IoT device data may be exposed to varying security threats during transmission and storage stages. Figure 13.1 shows data exchange between the device and the cloud, where the cloud sends data to the device, and the device receives and stores the data in its flash memory. To ensure data security and compliance with confidentiality, integrity, and legitimacy, encrypted HTTPS protocol is commonly used for data transmission. However, there is still a possibility that malicious actors could compromise data security by potentially engaging in the following actions:
Compromising data confidentiality, such as using
esptool.pyto read the data in the flash and steal the device ID and Wi-Fi password.
Compromising data integrity, such as erasing user login data from the device's flash, tampering with network certificates, or implanting programs that collect user information. This kind of attack which embeds malicious code into a source code is called code injection attack.
Compromising data legitimacy, such as forging the cloud server and sending illegal data to the device, or eavesdropping on a secure network communication, and then resending the login information to the device to log in and control device. The attack that undermines the data legitimacy by "replaying" stolen data is called a replay attack.
Figure 13.1 shows the security risks that the device may face when exchanging data with the cloud.

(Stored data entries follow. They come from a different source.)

Issue #1658, opened 2023-01-19
Design a BLS12-381 library abstraction for Charon


gsora:
## Problem to be solved

One of the immediate result of the team discussion regarding a Kryptology replacement for Charon (design doc [here](https://docs.google.com/document/d/1oh90q-QMitxIp0c-e8ZcLjhZTKvdU0OufRhxJqHhun8/edit#)) is the need for an abstraction on top of the chosen BLS12-381 library.

## Proposed solution

Design and implement an abstraction in the form of Go struct and/or interfaces that generalizes the operations that Charon needs in terms of BLS12-381 key handling and usage.

### Out of Scope

No effective replacement will be implemented, this issue will mostly reflect on API design and testing.

Another ticket will be created to signal and discuss replacement in Charon.

gsora:
This is the first iteration of the abstraction design: https://github.com/ObolNetwork/charon/commit/aa5904768d55b2c8bc1ab8d8e936c018b33a9810

It's a _very_ rough draft, intended for gathering team's feedback.

I tried capturing the spirit of the current API, while moving to interface-based "primitive" types (private and public keys, signatures).

I also added an implementation of it on top of Herumi, so we can gather the real ergonomics of this abstraction on a real-world example.

Please let me know what you think!

gsora:
This is the latest iteration of the design, built after team's feedback on Discord: https://github.com/ObolNetwork/charon/tree/gsora/bls-abstraction/tbls/taketwo

The `taketwo` package is a placeholder, its content will be moved to the `tbls` package once we all agree on the design.

This iteration is much leaner --- only dealing with a thin abstraction over byte slices --- and allows for quick iteration in case we need to swap BLS engine again in the future.

I added a generic test suite that tests the expected behavior from the point of view of the interface, and a fuzzing target that randomly select an implementation each time an interface method gets called --- this is useful to test compatibility among any implemented.

Let me know what you think!

PR #1692, opened 2023-01-26
tbls: library for BLS12-381 abstraction

gsora:
This PR adds a subpackage in `tbls` called `v2`, which is a new abstraction for BLS12-381 cryptography.

It contains two concrete implementations — one using [Herumi](https://github.com/herumi/bls-eth-go-binary) and another based on [Kryptology](https://github.com/coinbase/kryptology), added for backwards compatibility while we work out the migration.

A complete test suite is provided, alongside a fuzzing target to test cross-compatibility between implementation.

Preliminary tests show substantial performance improvements. 

category: refactor
ticket: https://github.com/ObolNetwork/charon/issues/1658


gsora:
Fixing linting issues as we speak.

go.mod
```diff
@@ -10,6 +10,7 @@ require (
 	github.com/ferranbt/fastssz v0.1.2
 	github.com/golang/snappy v0.0.4
 	github.com/gorilla/mux v1.8.0
+	github.com/herumi/bls-eth-go-binary v1.28.1
```
corverroos, line 13: might need to remove any references of "CGO_ENABLED=0"

tbls/v2/herumi/herumi.go
```diff
@@ -0,0 +1,232 @@
...
+	"sync"
+
+	"github.com/herumi/bls-eth-go-binary/bls"
+
+	"github.com/obolnetwork/charon/app/errors"
+	"github.com/obolnetwork/charon/app/z"
+	v2 "github.com/obolnetwork/charon/tbls/v2"
+)
+
+var initializationOnce = sync.Once{}
```
corverroos, line 30: nit, short variables FTW: `initOnce`

tbls/v2/herumi/herumi.go
```diff
@@ -0,0 +1,232 @@
...
+
+// Herumi is an Implementation with Herumi-specific inner logic.
+type Herumi struct{}
+
+func (Herumi) GenerateSecretKey() (v2.PrivateKey, error) {
+	var p bls.SecretKey
+	p.SetByCSPRNG()
+
+	// Commenting here once, this syntax will appear often:
+	// here I'm converting ret to a pointer to instance of v2.PrivateKey, which is
```
corverroos, line 58: no "ret" here...

tbls/v2/tbls.go
```diff
@@ -0,0 +1,97 @@
...
+	Verify(compressedPublicKey PublicKey, data []byte, signature Signature) error
+
+	// Sign signs data with the provided private key, and returns the resulting signature.
+	// This function works on both shares of private keys, and complete private keys.
+	Sign(privateKey PrivateKey, data []byte) (Signature, error)
+}
+
+// SetImplementation sets newImpl as the package backing implementation.
+func SetImplementation(newImpl Implementation) {
+	implLock.Lock()
```
corverroos, line 66: now that I see it, lock only makes sense if we also use it when accessing/reading the global variable in funcs below. Lets rather remove the lock and add a comment: `this isn't threadsafe and should be called on startup before using any functions below`...?

corverroos (approved):

tbls/v2/tbls.go
corverroos: sure no problem

Issue #1689, opened 2023-01-25
Cluster definition hash incorrect for empty addresses or signatures


corverroos:
## Problem to be solved

The current (and previous) versions of the charon definition (<=v1.4) calculates the incorrect SSZ hash for empty Bytes20 (eth addresses) and Bytes65 (k1 signatures). 

> `BytesN` type fields should ALWAYS be of length N. So an empty address should be 20 bytes of just 0s, similarly an empty signature should be 56 bytes of just 0s. Charon uses empty arrays instead which is incorrect.

This is causing an incompatibility with the launchpad, specifically the solo slow that includes empty operator addresses. The JS implementation is doing it correctly. That means the launchpad generated solo flow definitions are not compatible with charon v1.4. 
 
We cannot however fix this in charon v1.4, since it would break any lock files out there with empty addresses or signatures, specifically lock files created by the `create cluster` cli. 
 
The proper solution is to fix this in charon, so as part of the upcoming v1.5 that will be released as part of charon v0.14.

## Proposed solution

If the launchpad needs to support solo flow with charon v0.13 (so cluster definition v1.4), then we either need to:
 - fix this in charon now v1.4, thereby throwing v1.4 `create cluster` users under the bus (requiring them to use `--no-verify`).
 - or better, the launchpad can implement a workaround to achieve the same "buggy" behavior for the solo flow (and fix it in their v1.5 later).
 
 Charon v1.5 should however include the fix. Charon v1.3 must still be compatible with buggy logic.

PR #1695, opened 2023-01-26
cluster: fix SSZ BytesN issue

corverroos:
Fixes the SSZ issue that didn't ensure `BytesN` are always of length N. This is only included in v1.5 onwards. 

Also removes the lock.DistributedValidator.FeeRecipient field completely, also for previous versions as this isn't used at all and we do not need to support it for older versions.

category: bug
ticket: #1689

### DIFF
--- a/cluster/ssz.go
+++ b/cluster/ssz.go
@@ -480,7 +480,7 @@ func hashLockV1x5(l Lock, hh ssz.HashWalker) error {
 		return err
 	}
 
-	// Field (1) 'ValidatorAddresses' CompositeList[65536]
+	// Field (1) 'Validators' CompositeList[65536]
 	{
 		subIndx := hh.Index()
 		num := uint64(len(l.Validators))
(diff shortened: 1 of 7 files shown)


cluster/ssz.go
```diff
@@ -529,7 +593,7 @@ func hashValidatorLegacy(v DistValidator, hh ssz.HashWalker) error {
 	}
 
 	// Field (2) 'FeeRecipientAddress'
-	hh.PutBytes([]byte(to0xHex(v.FeeRecipientAddress)))
+	hh.PutBytes(nil)
```
dB2510, line 596: can remove this as it is v1.5

cluster/ssz.go
```diff
@@ -460,8 +466,39 @@ func hashLockV1x3orLater(l Lock, hh ssz.HashWalker) error {
...
+	if err != nil {
+		return err
+	}
+
+	// Field (0) 'Definition' Composite
+	if err := defHashFunc(l.Definition, hh, false); err != nil {
+		return err
+	}
+
+	// Field (1) 'ValidatorAddresses' CompositeList[65536]
```
dB2510, line 483:
```suggestion
	// Field (1) 'Validators' CompositeList[65536]
```

dB2510 (approved):

Issue #1637, opened 2023-01-16
Warn if a relay without https is specified


OisinKyne:
## Problem to be solved

As we harden charon, we need to be less permissive with unsafe configurations, we may even treat mainnet differently to testnets. One thing that's become apparent is that we are hitting our old bootnode over http. This could be easily abused. 

## Proposed solution

On the platform side, we will make the relay available over https. On charon side for now the only requirement is to warn for every relay provided that uses http not https. After that, we can in future consider making http a dealbreaker for mainnet configurations, but not yet. 

## Edge Cases

HTTP 301 304 Redirects when requesting the unprotected endpoint ideally can be respected (is this unsafe, should we avoid redirects entirely?)

### Out of Scope

Making relays able to terminate TLS directly at themselves

PR #1704, opened 2023-01-27
cmd: add warning if http relay is provided

xenowits:
Logs a warning if a relay with `http` scheme is provided instead of `https`.

category: feature
ticket: #1637

### DIFF
--- a/cmd/run.go
+++ b/cmd/run.go
@@ -138,12 +138,10 @@ func bindP2PFlags(cmd *cobra.Command, config *p2p.Config) {
 			u, err := url.Parse(relay)
 			if err != nil {
 				return errors.Wrap(err, "parse relay address", z.Str("relay", relay))
-			} else if u.Host == "" {
-				return errors.New("invalid host", z.Str("relay", relay))
 			}
 
 			if u.Scheme == "http" {
-				log.Warn(ctx, "Relay uses HTTP which is unsafe, relays should use HTTPS instead.", nil, z.Str("relay", relay))
+				log.Warn(ctx, "Insecure relay address provided, not HTTPS", nil, z.Str("address", relay))
 			}
 		}
 
--- a/cmd/run.go
+++ b/cmd/run.go
@@ -17,6 +17,7 @@ package cmd
 
 import (
 	"context"
+	"net/url"
 	"os"
 
 	"github.com/spf13/cobra"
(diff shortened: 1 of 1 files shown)


cmd/run.go
```diff
@@ -129,6 +131,24 @@ func bindP2PFlags(cmd *cobra.Command, config *p2p.Config) {
...
+		for _, relay := range config.Relays {
+			u, err := url.Parse(relay)
+			if err != nil {
+				return errors.Wrap(err, "parse relay address", z.Str("relay", relay))
+			} else if u.Host == "" {
+				return errors.New("invalid host", z.Str("relay", relay))
+			}
+
+			if u.Scheme == "http" {
+				log.Warn(ctx, "Relay uses HTTP which is unsafe, relays should use HTTPS instead.", nil, z.Str("relay", relay))
```
xenowits, line 146: suggest appropriate warning text

xenowits:
Sample output:

Screenshot 2023-01-27 at 12 43 59

cmd/run.go
corverroos: `log.Warn(ctx, "Insecure relay address provided, not HTTPS", nil, z.Str("address", relay))`

Logs should not end in punctuation

cmd/run.go
```diff
@@ -129,6 +131,24 @@ func bindP2PFlags(cmd *cobra.Command, config *p2p.Config) {
...
 	cmd.Flags().StringVar(&config.Denylist, "p2p-denylist", "", "Comma-separated list of CIDR subnets for disallowing certain peer connections. Example: 192.168.0.0/16 would disallow connections to peers on your local network. The default is to accept all connections.")
 	cmd.Flags().BoolVar(&config.DisableReuseport, "p2p-disable-reuseport", false, "Disables TCP port reuse for outgoing libp2p connections.")
+
+	wrapPreRunE(cmd, func(cmd *cobra.Command, args []string) error {
+		ctx := log.WithTopic(cmd.Context(), "cmd")
+		for _, relay := range config.Relays {
+			u, err := url.Parse(relay)
+			if err != nil {
+				return errors.Wrap(err, "parse relay address", z.Str("relay", relay))
+			} else if u.Host == "" {
```
corverroos, line 141: remove this check, or rather, why only do this check?

corverroos (approved):

cmd/run.go
xenowits: Added this check to ensure the relay url is valid, but we can remove it here since it will be handled by the main run program

PR #1705, opened 2023-01-27
app/log: fix loki caller

corverroos:
Fixes the resulting log `caller` field when using the multilogger (when pushing logs to loki).

Previously all loki logs had the caller: `log/log.go:82`.

category: bug
ticket: none

### DIFF
--- a/app/log/config.go
+++ b/app/log/config.go
@@ -35,9 +35,10 @@ import (
 )
 
 const (
-	padLength = 40
-	keyStack  = "stacktrace"
-	keyTopic  = "topic"
+	defaultCallerSkip = 1
+	padLength         = 40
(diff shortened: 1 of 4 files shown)


app/log/config.go
```diff
@@ -229,7 +235,7 @@ func newStructuredLogger(format string, level zapcore.Level, ws zapcore.WriteSyn
 	return zap.New(
 		zapcore.NewCore(structured, ws, zap.NewAtomicLevelAt(level)),
 		zap.WithCaller(true),
-		zap.AddCallerSkip(1),
```
corverroos, line 232: had to make this dynamic based on whether logger are wrapper by multilogger or not.

xenowits (approved):

PR #1709, opened 2023-01-27
core/scheduler: mark epoch as resolve if no validators

corverroos:
Marks scheduler epoch as resolved when no validators are active. This mitigates errors on new clusters:
```
Emit scheduled slot event: epoch not resolved yet
```

category: bug
ticket: none

### DIFF
--- a/core/scheduler/scheduler_test.go
+++ b/core/scheduler/scheduler_test.go
@@ -383,6 +383,36 @@ func TestScheduler_GetDuty(t *testing.T) {
 	require.NoError(t, sched.Run())
 }
 
+//go:generate go test . -run=TestNoActive -count=100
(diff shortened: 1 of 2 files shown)


core/scheduler/scheduler_test.go
```diff
@@ -383,6 +383,36 @@ func TestScheduler_GetDuty(t *testing.T) {
 	require.NoError(t, sched.Run())
 }
 
+//go:generate go test . -run=TestNoActive -count=100
```
dB2510, line 386: can remove this, i assume this was used to test if this flaps

dB2510 (approved):

xenowits (approved):

Issue #1698, opened 2023-01-27
Port geth eip-712 package


corverroos:
## Problem to be solved

One last feature from the geth dependency to remove is the eip-712 functionality: `github.com/ethereum/go-ethereum/signer/core/apitypes`

## Proposed solution

Port code to eth2util.

### Out of Scope

If there is anything to highlight as out of scope for this issue, please outline it here.

PR #1710, opened 2023-01-30
gomod: remove geth dependency

corverroos:
Finally removes all traces of go-ethereum and the dependency.

category: refactor
ticket: #1698


dB2510 (approved):
🚀

Issue #1738, opened 2023-01-31
Promrated needs authentication token and is failing silently


LukeHackett12:
# 🐞 Bug Report

### Description

Promrated has stopped working as they made a breaking change to the endpoint we use to need auth. We didn't get notified as it fails silently.

### Has this worked before in a previous version?

 Yes, the previous version in which this bug was not present was: ....

## 🔬 Minimal Reproduction

run promrated

## 🔥 Error

<pre><code>

31mERRO[0m Getting validator statistics: not ok http response {"validator": "0xaa17636b71b5829e11e796df1dd24bf949b612139ce84eee9688f25d32b04c749b57d406f119c1eac21e848c2d16abb9", "body": "{\"detail\":\"Not authenticated\"}"}
</code></pre>

LukeHackett12:
Opened PR to panic so we will be alerted, still waiting for auth token off rated

PR #1739, opened 2023-01-31
testutil/promrated: add metric to count errors from rated api

LukeHackett12:
Rated recently added authentication and this has been failing silently as the error was just being logged

category: bug
ticket: #1738

### DIFF
--- a/testutil/promrated/rated.go
+++ b/testutil/promrated/rated.go
@@ -42,7 +42,7 @@ type validatorEffectivenessData struct {
 
 // getValidationStatistics queries rated for a pubkey and returns rated data about the pubkey
 // See https://api.rated.network/docs#/default/get_effectiveness_v0_eth_validators__validator_index_or_pubkey__effectiveness_get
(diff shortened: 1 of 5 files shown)


testutil/promrated/rated.go
```diff
@@ -90,6 +90,8 @@ func getValidationStatistics(ctx context.Context, ratedEndpoint string, validato
 			backoff()
 
 			continue
+		} else if res.StatusCode == http.StatusUnauthorized {
+			panic("unauthorized")
```
dB2510, line 94: suggest handle this error rather than panic

LukeHackett12: How would you handle it? The intention behind the panic is to start a crash loop so we can know that it isn't working. Nothing will change if we repeatedly try do this.

corverroos: crashloop is not a way to do monitoring, prefer logs + metrics and then grafana alerts

LukeHackett12: OK I added a metric for counting rated api errors if that works better 👍🏼

OisinKyne (approved):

As we can see, device data security cannot be guaranteed unless proper measures are taken. In real-world applications, threats to IoT devices are much more complex than those discussed above. As IoT devices often communicate with other devices and some may operate in unattended environments, it becomes easier for malicious actors to obtain, analyse, or tamper with the device's data. Therefore, ensuring data security has become a more urgent requirement.